Metabolomics analysis revealed distinct cyclic changes of metabolites altered by chronic ethanol-plus-binge and Shp-deficiency

Abstract

Background Chronic ethanol consumption causes alcoholic liver disease (ALD) and disruption of the circadian system facilitates the development of ALD. Small heterodimer partner (SHP) is a nuclear receptor and critical regulator of hepatic lipid metabolism. This study aims at depicting circadian metabolomes altered by chronic ethanol-plus-binge and Shp-deficiency using high throughput Metabolomics. Methods Wild-type (WT) C57Bl/6 and Shp-/- mice were fed the control diet (CD) or Lieber De-Carli ethanol liquid diet (ED) for 10 days followed by a single bout of maltose (CD+M) or ethanol (ED+E) binge on the 11th day.

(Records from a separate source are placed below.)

Issue #747, opened 2022-12-18
More precise names for Texture, ImageUtils methods


donmccurdy:
The [Texture](https://gltf-transform.donmccurdy.com/classes/core.texture.html) and [ImageUtils](https://gltf-transform.donmccurdy.com/classes/core.imageutils.html) classes use "size" in method names ambiguously:

- `texture.getSize()`
- `ImageUtils.getSize()`
- `ImageUtils.getMemSize()`

None of these names are great, IMHO. Consider using a `*ByteLength` suffix when referring to quantities of bytes, or `getResolution` or `getDimensions` when referring to quantities of pixels.

Because this would be a breaking change, it would need to be done in the v3 release.

PR #797, opened 2023-01-24
ImageUtils: Rename getMemSize → getGPUByteLength

donmccurdy:
- Fixes https://github.com/donmccurdy/glTF-Transform/issues/747

Small breaking change for users who:

- (a) use ImageUtils directly
- (b) implement an extension providing support for a non-default image format

I think both of these cases are pretty rare, so this should be a modest enough solution to the naming issue described in #747. It'd be more disruptive to rename getSize to something like getDimensions, I don't feel like that change is really worth it at this point.

### DIFF
--- a/packages/core/src/utils/image-utils.ts
+++ b/packages/core/src/utils/image-utils.ts
@@ -131,7 +131,7 @@ export class ImageUtils {
 	}
 
 	/** Returns a conservative estimate of the GPU memory required by this image. */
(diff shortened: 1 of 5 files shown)


donmccurdy:
Renamed getGPUByteLength to getVRAMByteLength in https://github.com/donmccurdy/glTF-Transform/pull/812. This PR wasn't released with v3.0 yet, so not a breaking change to rename it again.

PR #803, opened 2023-01-29
Improve weld() performance with spatial grid

### LINKED ISSUE #738: Improve performance of weld() function
**Describe the bug**
document transform "weld" function never finishes, or takes a very, very long time.

**To Reproduce**
1. Load attached GLB: `const doc = await io.read( 'weld-problem.glb' );`
2. `await doc.transform( weld() )`;

**Expected behavior**
The weld should finish after a reasonable time.

**Versions:**
 - 2.4.4
 - Win 10, node 16.17,0

**Additional context**
[weld-problem.glb.zip](https://github.com/donmccurdy/glTF-Transform/files/10134739/weld-problem.zip)

### LINKED ISSUE #870: weld() causes some meshes to have missing faces
I've noticed some missing faces when using the weld function. The tolerance has been set really low to minimise errors but doesn't seem to help. There is an attachment zip with both models. 

With weld + dedup
image

Without weld + dedup
image

[models.zip](https://github.com/donmccurdy/glTF-Transform/files/11042198/models.zip)

donmccurdy:
Hashes vertices against a spatial grid, making the search for weld candidates much faster. In 'exhaustive' mode we search all neighboring cells in the grid, otherwise we weld only against vertices in the same grid. Also fixes bugs in the earlier implementation, and ensures that we remove any degenerate geometry created by the welding process.

For current test case, "Lovecraftian" with 800,000 vertices with ~75% weld rate, this improves weld performance from 22s initially to 5s (`exhaustive: true`) or 1.5s (`exhaustive: false`).

- Fixes #738
- Fixes #870

### DIFF
--- a/packages/functions/src/weld.ts
+++ b/packages/functions/src/weld.ts
@@ -8,10 +8,10 @@ import {
 	TypedArray,
 	vec3,
 } from '@gltf-transform/core';
-import { cleanPrimitive } from './clean-primitive';
-import { dedup } from './dedup';
-import { prune } from './prune';
-import { createIndices, createTransform, formatDeltaOp } from './utils';
+import { cleanPrimitive } from './clean-primitive.js';
+import { dedup } from './dedup.js';
+import { prune } from './prune.js';
+import { createIndices, createTransform, formatDeltaOp } from './utils.js';
 
 // DEVELOPER NOTES: Ideally a weld() implementation should be fast, robust,
 // and tunable. The writeup below tracks my attempts to solve for these
--- a/packages/functions/src/weld.ts
+++ b/packages/functions/src/weld.ts
@@ -5,12 +5,42 @@ import {
 	PrimitiveTarget,
 	PropertyType,
 	Transform,
-	TransformContext,
 	TypedArray,
 	vec3,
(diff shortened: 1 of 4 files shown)


packages/functions/src/weld.ts
```diff
@@ -239,6 +277,8 @@ function _weldPrimitive(doc: Document, prim: Primitive, options: Required<WeldOp
 			swapAttributes(target, srcAttr, writeMap, dstVertexCount);
 		}
 	}
+
+	console.timeEnd('weldPrimitive');
```
donmccurdy, line 281: TODO: remove debugging output

donmccurdy:
- weld, before: 228,297 vertices
- welf, after: 228,498 vertices

donmccurdy:
Adding test models from #870: https://github.com/donmccurdy/glTF-Transform/files/11042198/models.zip

Note that for this model, the updates in this PR improve the output (vertices that shouldn't have been welded are no longer welded), but some need for cleanup remains:

- [ ] Remove degenerate triangles (collapsed to ≤2 vertices)
- [ ] Remove degenerate primitives and meshes (collapsed to 0 GL primitives)

PR #833, opened 2023-02-24
Allow Nodes in multiple Scenes, deprecate Node#getParent()

### LINKED ISSUE #831: Allow root nodes in multiple scenes
Not sure if this is a feature request or a bug report.

The glTF spec says that "The same root node can appear in multiple scenes"  and this seems to work in most tools I've loaded my glTFs in.   But your tool always validates scenes and removes any nodes that appear in multiple scenes. 

Screen Shot 2023-02-23 at 3 25 45 PM

donmccurdy:
Adds support for reusing the same Node as a root Node in multiple Scenes. Deprecates inappropriate methods based on previous assumptions of single-Scene nodes.

**Changes:**

- Fixes #831 
- Deprecate `Node.getParent() : Scene | Node | null`
- Deprecate `getNodeScene(node) : Scene | null`
- Add `Node.getParentNode() : Node | null`
- Add `listNodeScenes(node) : Scene[]`


donmccurdy:
This PR introduced a regression (#1025), to be fixed in #1026.

Issue #837, opened 2023-02-27
Hope to add options to control "flatten" and "join" for "optimize" command


xlsfs:
Want to preserve hierarchy when optimizing

PR #838, opened 2023-02-27
Update cli.ts

xlsfs:
#837 
add options to control "flatten" and "join" for "optimize" command


donmccurdy:
Thanks! I think this sounds good but I'm AFK for a bit, and will need to take a look this weekend.

donmccurdy:
Thank you!

PR #840, opened 2023-03-03
update readme forgotten imports

y-71:
Some imports were missing on the `readme`

not a big deal but it's also cool when the code runs when you copy it


donmccurdy:
Thank you!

Serum and liver were collected over a 24 hr light-dark (LD) cycle at Zeitgeber time ZT12, ZT18, ZT0 and ZT6 and metabolomics was performed using GC-MS. Results A total of 110 metabolites were identified in liver and of those 80 were also present in serum from pathways of carbohydrates, lipids, pentose phosphate, amino acids, nucleotides and tricarboxylic acid (TCA) cycle. In the liver, 91% of metabolites displayed rhythmicity with ED+E whereas in the serum, only 87% were rhythmic. Bioinformatics analysis identified unique metabolome patterns altered in WT CD+M, WT ED+E, Shp-/- CD+M, and Shp-/- ED+E groups. Specifically, metabolites from the nucleotide and amino acid pathway (ribose, glucose-6-phosphate, glutamic acid, aspartic acid and seduheptulose-7-P) were elevated in Shp-/- CD+M mice during the dark cycle, whereas metabolites including N-methylalanine, 2-hydroxybutyric acid, 2-hydroxyglutarate were elevated in WT ED+E mice during the light cycle. The rhythmicity and abundance of other individual metabolites were also significantly altered by both control and ethanol diets. Conclusions Metabolomics provides a useful means to identify unique metabolites altered by chronic ethanol-plus-binge.